The present invention relates to the field of optical sensor systems that employ the detection of interference-induced phase differences resulting from the operation of a physical parameter to be measured on an optical sensor. More specifically, the present invention relates to a coherent fiber-optic system employing a Fabry-Perot pressure sensor to measure pressures (such as those resulting from the propagation of an acoustic wave through a medium) with a high degree of accuracy and reliability under adverse environmental conditions.
Coherent fiber-optic systems for the sensing and measurement of physical parameters are well-known in the art. See, for example, U.S. Pat. No. 5,200,795--Kim et al. Many of these prior art systems are plagued by one or more problems, such as high cost, insufficient accuracy, and poor-reliability under adverse conditions.
One type of system that has shown promise in overcoming such problems is that which employs miniature silicon Fabry-Perot pressure sensors, of the type described in Halg, "A Silicon Pressure Sensor with an Interferometric Optical Readout", 1991 International Conference on Solid State Sensors and Actuators, IEEE Catalogue No. 91CH2817-5, pp. 682-684 (1991).
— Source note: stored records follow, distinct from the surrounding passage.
PR #725, opened 2021-05-29
[RORDEV-466] ResizeRequest handling

pielas:
🐞Fix (ES) Issue with handling ResizeRequest which made it unable to upgrade Kibana to version 7.12.0+

### DIFF
--- a/es55x/src/main/scala/tech/beshu/ror/es/request/context/types/ResizeEsRequestContext.scala
+++ b/es55x/src/main/scala/tech/beshu/ror/es/request/context/types/ResizeEsRequestContext.scala
@@ -1,0 +1,62 @@
+/*
+ *    This file is part of ReadonlyREST.
+ *
+ *    ReadonlyREST is free software: you can redistribute it and/or modify
+ *    it under the terms of the GNU General Public License as published by
+ *    the Free Software Foundation, either version 3 of the License, or
+ *    (at your option) any later version.
+ *
+ *    ReadonlyREST is distributed in the hope that it will be useful,
+ *    but WITHOUT ANY WARRANTY; without even the implied warranty of
+ *    MERCHANTABILITY or FITNESS FOR A PARTICULAR PURPOSE.  See the
+ *    GNU General Public License for more details.
+ *
+ *    You should have received a copy of the GNU General Public License
+ *    along with ReadonlyREST.  If not, see http://www.gnu.org/licenses/
+ */
+package tech.beshu.ror.es.request.context.types
+
+import cats.data.NonEmptyList
+import cats.implicits._
+import org.elasticsearch.action.admin.indices.shrink.ShrinkRequest
+import org.elasticsearch.threadpool.ThreadPool
+import tech.beshu.ror.accesscontrol.AccessControlStaticContext
+import tech.beshu.ror.accesscontrol.domain.IndexName
+import tech.beshu.ror.es.RorClusterService
+import tech.beshu.ror.es.request.AclAwareRequestFilter.EsContext
+import tech.beshu.ror.es.request.context.ModificationResult
+import tech.beshu.ror.es.request.context.ModificationResult.{Modified, ShouldBeInterrupted}
+
+class ResizeEsRequestContext(actionRequest: ShrinkRequest,
+                             esContext: EsContext,
+                             aclContext: AccessControlStaticContext,
+                             clusterService: RorClusterService,
+                             override val threadPool: ThreadPool)
+  extends BaseIndicesEsRequestContext[ShrinkRequest](actionRequest, esContext, aclContext, clusterService, threadPool) {
+
+  override protected def indicesFrom(request: ShrinkRequest): Set[IndexName] = {
+    (request.getSourceIndex :: request.getShrinkIndexRequest.index() :: Nil)
+      .flatMap(IndexName.fromString)
+      .toSet
+  }
+
+  override protected def update(request: ShrinkRequest, filteredIndices: NonEmptyList[IndexName], allAllowedIndices: NonEmptyList[IndexName]): ModificationResult = {
+    val sourceIndex = IndexName.fromString(request.getSourceIndex)
+    val targetIndex = IndexName.fromString(request.getShrinkIndexRequest.index())
+
+    val isSourceIndexOnFilteredIndicesList = sourceIndex.exists(filteredIndices.toList.contains(_))
+    val isTargetIndexOnFilteredIndicesList = targetIndex.exists(filteredIndices.toList.contains(_))
+
+    if (isSourceIndexOnFilteredIndicesList && isTargetIndexOnFilteredIndicesList) {
+      Modified
+    } else {
+      if (!isSourceIndexOnFilteredIndicesList) {
+        logger.info(s"[${id.show}] Source index ShrinkRequest forbidden")
+      }
+      if (!isTargetIndexOnFilteredIndicesList) {
+        logger.info(s"[${id.show}] Target index ShrinkRequest forbidden")
+      }
+      ShouldBeInterrupted
+    }
+  }
+}
--- a/es55x/src/main/scala/tech/beshu/ror/es/request/context/types/ShrinkEsRequestContext.scala
+++ b/es55x/src/main/scala/tech/beshu/ror/es/request/context/types/ShrinkEsRequestContext.scala
@@ -47,7 +47,7 @@ class ShrinkEsRequestContext(actionRequest: ShrinkRequest,
     if (notAllowedIndices.isEmpty) {
       Modified
     } else {
-      throw new IllegalStateException(s"Shrink request is write request and such requests need all indices to be allowed. Not allowed indices=[${notAllowedIndices.map(_.value.value).mkString(",")}]")
+      throw new IllegalStateException(s"Resize request is write request and such requests need all indices to be allowed. Not allowed indices=[${notAllowedIndices.map(_.show).mkString(",")}]")
     }
   }
 }
--- a/es55x/src/main/scala/tech/beshu/ror/es/request/context/types/ShrinkEsRequestContext.scala
+++ b/es55x/src/main/scala/tech/beshu/ror/es/request/context/types/ShrinkEsRequestContext.scala
@@ -27,7 +27,7 @@ import tech.beshu.ror.es.request.AclAwareRequestFilter.EsContext
 import tech.beshu.ror.es.request.context.ModificationResult
 import tech.beshu.ror.es.request.context.ModificationResult.{Modified, ShouldBeInterrupted}
 
-class ResizeEsRequestContext(actionRequest: ShrinkRequest,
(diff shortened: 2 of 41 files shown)


es55x/src/main/scala/tech/beshu/ror/es/request/context/types/ResizeEsRequestContext.scala
```diff
@@ -0,0 +1,62 @@
...
+import org.elasticsearch.action.admin.indices.shrink.ShrinkRequest
+import org.elasticsearch.threadpool.ThreadPool
+import tech.beshu.ror.accesscontrol.AccessControlStaticContext
+import tech.beshu.ror.accesscontrol.domain.IndexName
+import tech.beshu.ror.es.RorClusterService
+import tech.beshu.ror.es.request.AclAwareRequestFilter.EsContext
+import tech.beshu.ror.es.request.context.ModificationResult
+import tech.beshu.ror.es.request.context.ModificationResult.{Modified, ShouldBeInterrupted}
+
+class ResizeEsRequestContext(actionRequest: ShrinkRequest,
```
coutoPL, line 30: Let's maintain the convention of naming ROR ES request wrappers. Here `ShrinkEsRequestContext` (I understand that in newer versions of ES this is a ResizeRequest)

integration-tests/src/test/resources/resize/readonlyrest.yml
```diff
@@ -0,0 +1,18 @@
...
+  access_control_rules:
+
+    # ES containter initializer need this rule to configure ES instance after startup
+    - name: "CONTAINER ADMIN"
+      verbosity: error
+      type: allow
+      auth_key: admin:container
+
+    - name: "test1"
+      indices: ["test1_index", "test1_index_resized"]
```
coutoPL, line 17: it would be nice to test indices rule in this configuration:
`indices: ["test1_*"]`

es79x/src/main/scala/tech/beshu/ror/es/request/context/types/ResizeEsRequestContext.scala
```diff
@@ -0,0 +1,62 @@
...
+
+class ResizeEsRequestContext(actionRequest: ResizeRequest,
+                             esContext: EsContext,
+                             aclContext: AccessControlStaticContext,
+                             clusterService: RorClusterService,
+                             override val threadPool: ThreadPool)
+  extends BaseIndicesEsRequestContext[ResizeRequest](actionRequest, esContext, aclContext, clusterService, threadPool) {
+
+  override protected def indicesFrom(request: ResizeRequest): Set[IndexName] = {
+    (request.getSourceIndex :: request.getTargetIndexRequest.index() :: Nil)
```
coutoPL, line 38: I see that target index request can have aliases. We should also add them here. ResizeRequest with target index with at least one forbidden alias should be rejected.

es79x/src/main/scala/tech/beshu/ror/es/request/context/types/ResizeEsRequestContext.scala
```diff
@@ -0,0 +1,62 @@
...
+  }
+
+  override protected def update(request: ResizeRequest, filteredIndices: NonEmptyList[IndexName], allAllowedIndices: NonEmptyList[IndexName]): ModificationResult = {
+    val sourceIndex = IndexName.fromString(request.getSourceIndex)
+    val targetIndex = IndexName.fromString(request.getTargetIndexRequest.index())
+
+    val isSourceIndexOnFilteredIndicesList = sourceIndex.exists(filteredIndices.toList.contains(_))
+    val isTargetIndexOnFilteredIndicesList = targetIndex.exists(filteredIndices.toList.contains(_))
+
+    if (isSourceIndexOnFilteredIndicesList && isTargetIndexOnFilteredIndicesList) {
```
coutoPL, line 50: according to the comment above:
* it looks like this check is not necessary in general
* this is a write request (not read only), so `indices` rule semantics is as follows: match only when all requested index names are allowed
* this method won't be called if at least one index name, collected in `indicesFrom` method will be forbidden

integration-tests/src/test/scala/tech/beshu/ror/integration/suites/ResizeSuite.scala
```diff
@@ -0,0 +1,111 @@
...
+  private lazy val user1IndexManager = new IndexManager(basicAuthClient("dev1", "test"))
+
+  override def nodeDataInitializer = Some(ResizeSuite.nodeDataInitializer())
+
+  "A resize request" should {
+    "be able to proceed" when {
+      "user has permission to source index and dest index"  in {
+        val result = user1IndexManager.resize("test1_index", "test1_index_resized")
+
+        result.isSuccess should be(true)
```
coutoPL, line 46: IMO it's better to check a response code here and below

coutoPL (changes requested):

es79x/src/main/scala/tech/beshu/ror/es/request/context/types/ResizeEsRequestContext.scala
pielas: hmm, so maybe we should throw invalid state exception from this method in case it eventually gets called?

integration-tests/src/test/scala/tech/beshu/ror/integration/suites/ResizeSuite.scala
pielas: I also changed it in `RemoteReindexSuite` and `ReindexSuite` because it was handled the same way

integration-tests/src/test/scala/tech/beshu/ror/integration/suites/RemoteReindexSuite.scala
```diff
@@ -74,36 +75,36 @@ trait RemoteReindexSuite
       "request specifies source and dest index that are allowed on both source and dest ES" in {
```
coutoPL, line 75: we'd rather merge suites then split them. That's why it'd be nice to merge these two reindex suites. Moreover, according to the [docs](https://www.elastic.co/guide/en/elasticsearch/reference/current/docs.html), I see that ES classifies reindex operation as one of Document API operations. So maybe we can extend `DocumentApiSuite`?

integration-tests/src/test/scala/tech/beshu/ror/integration/suites/ResizeSuite.scala
```diff
@@ -0,0 +1,122 @@
...
+        val result = user1IndexManager.resize("not_allowed_index", "not_allowed_index_resized")
+
+        result.responseCode should be(HttpStatus.SC_UNAUTHORIZED)
+      }
+      "user has permission to source index and but no permission to dest index"  in {
+        val result = user1IndexManager.resize("test1_index", "not_allowed_index_resized")
+
+        result.responseCode should be(HttpStatus.SC_UNAUTHORIZED)
+      }
+      "user has permission to dest index and but no permission to source index"  in {
```
coutoPL, line 76: what about aliases tests?

integration-tests/src/test/scala/tech/beshu/ror/integration/suites/RemoteReindexSuite.scala
pielas: ok, but maybe let's do it in one of next PRs? I touched Reindex suites because I wanted to change response code matching according to what I've done in `ResizeSuite`

es55x/src/main/scala/tech/beshu/ror/es/request/context/types/ShrinkEsRequestContext.scala
```diff
@@ -0,0 +1,53 @@
...
+      .flatMap(IndexName.fromString)
+      .toSet
+  }
+
+  override protected def update(request: ShrinkRequest, filteredIndices: NonEmptyList[IndexName], allAllowedIndices: NonEmptyList[IndexName]): ModificationResult = {
+    val notAllowedIndices = indicesFrom(actionRequest) -- filteredIndices.toList.toSet
+    if (notAllowedIndices.isEmpty) {
+      Modified
+    } else {
+      throw new IllegalStateException(s"Shrink request is write request and such requests need all indices to be allowed. Not allowed indices=[${notAllowedIndices.map(_.value.value).mkString(",")}]")
```
coutoPL, line 50: let's use `.show` instead of `_.value.value`. Proper instance of Show type class can be found in `tech.beshu.ror.accesscontrol.show.logs._`

es63x/src/main/scala/tech/beshu/ror/es/request/context/types/ResizeEsRequestContext.scala
```diff
@@ -0,0 +1,58 @@
...
+  }
+
+  override protected def update(request: ResizeRequest, filteredIndices: NonEmptyList[IndexName], allAllowedIndices: NonEmptyList[IndexName]): ModificationResult = {
+    val sourceIndex = IndexName.fromString(request.getSourceIndex)
+    val targetIndex = IndexName.fromString(request.getTargetIndexRequest.index())
+
+    val isSourceIndexOnFilteredIndicesList = sourceIndex.exists(filteredIndices.toList.contains(_))
+    val isTargetIndexOnFilteredIndicesList = targetIndex.exists(filteredIndices.toList.contains(_))
+
+    if (indicesFrom(actionRequest).subsetOf(filteredIndices.toList.toSet)) {
```
coutoPL, line 52: cannot we copy&paste implementation of the same class from different module?

integration-tests/src/test/scala/tech/beshu/ror/integration/suites/RemoteReindexSuite.scala
coutoPL: ok

integration-tests/src/test/scala/tech/beshu/ror/integration/suites/ResizeSuite.scala
```diff
@@ -0,0 +1,132 @@
...
+        "alias is used" in {
+          val result = user1IndexManager.resize("test1_index", "test1_index_resized", "test1_index_allowed_alias" :: Nil)
+
+          result.responseCode should be(200)
+        }
+      }
+    }
+    "not be able to proceed" when {
+      "user has permission to source index and dest index but no permission to alias" in {
+        val result = user1IndexManager.resize("test1_index", "test1_index_resized", "test1_index_not_allowed_alias" :: Nil)
```
coutoPL, line 62: let's use named parameters

coutoPL (changes requested):
Minor fixes needed. Let's merge with origin develop, because there was some refactoring according to indices names.

es63x/src/main/scala/tech/beshu/ror/es/request/context/types/ResizeEsRequestContext.scala
pielas: ah I worked on this file and that's why I missed it when I was copying and pasting proper implementation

A system employing such a sensor is described in Bush et al., "Low Cost Optic Interferometric Microphones and Hydrophones", SPIE Vol. 2292, Fiber Optic and Laser Sensors XII, pp. 83-93 (1994). The system contemplated by Bush et al. would employ two or more steady-state LED's, emitting different wavelengths, as the optical signal sources. It is believed that, in practice, this approach may yield less than optimal results in terms of stability and accuracy, due to, for example, instabilities in the output of the LED's. In addition, the mechanism for demodulating the pressure-modulated optical signal may a be amenable to further simplification and cost reduction.
It would therefore be advantageous to provide an optical pressure sensor system, employing Fabry-Perot sensors, that is low-cost, and highly accurate, stable, and reliable, even in an adverse operational environment.